- TASK ITEM:
Pick out all lines with the word "docs" from the records that follow.
Top of ENTRIES SHOWN
PR #8970, opened 2024-09-10
Updates p.josn, Added Piranha syntax highlighter.

Kostasn2:

My package is a syntax highlighter for Piranha scripting language library.

[2]: https://semver.org

### DIFF
--- a/repository/p.json
+++ b/repository/p.json
@@ -1592,7 +1592,7 @@
 		{
 			"name": "Piranha",
 			"details": "https://github.com/Kostasn2/piranha-syntax-highlighting-package",
-			"labels": ["piranha", "syntax highlight"],
+			"labels": ["piranha", "language syntax"],
 			"releases": [
 				{
 					"sublime_text": "*",
--- a/repository/p.json
+++ b/repository/p.json
@@ -1590,8 +1590,9 @@
 			]
 		},
 		{
-			"name": "Piranha Syntax Hightlighter",
+			"name": "Piranha",
 			"details": "https://github.com/Kostasn2/piranha-syntax-highlighting-package",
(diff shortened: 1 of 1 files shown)


repository/p.json
```diff
@@ -1589,6 +1589,17 @@
 				}
 			]
 		},
+		{
+			"name": "Piranha",
+			"details": "https://github.com/Kostasn2/piranha-syntax-highlighting-package",
+			"labels": ["piranha", "syntax highlight"],
```
braver, line 1595:
```suggestion
			"labels": ["piranha", "language syntax"],
```

"language syntax" is the canonical label for a package like this.

braver (changes requested):
Looks good, just some minor things:

- `source.mr` feels odd to me, I would've expected `source.piranha`? also since your reference that [elsewhere](https://github.com/Kostasn2/piranha-syntax-highlighting-package/blob/main/Piranha.tmPreferences#L7)
- I would recommend adding tests. It's [easy](https://www.sublimetext.com/docs/syntax.html#testing) and makes it a lot easier to make changes later

repository/p.json
Kostasn2: Yea sure, you are right! Just changed it!

Kostasn2:
> Looks good, just some minor things:
> 
> * `source.mr` feels odd to me, I would've expected `source.piranha`? also since your reference that [elsewhere](https://github.com/Kostasn2/piranha-syntax-highlighting-package/blob/main/Piranha.tmPreferences#L7)
> * I would recommend adding tests. It's [easy](https://www.sublimetext.com/docs/syntax.html#testing) and makes it a lot easier to make changes later

Ok ok, i also changed that!

braver (approved):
Bottom of ENTRIES SHOWN
- YOUR SOLUTION:
- I would recommend adding tests. It's [easy](https://www.sublimetext.com/docs/syntax.html#testing) and makes it a lot easier to make changes later
> * I would recommend adding tests. It's [easy](https://www.sublimetext.com/docs/syntax.html#testing) and makes it a lot easier to make changes later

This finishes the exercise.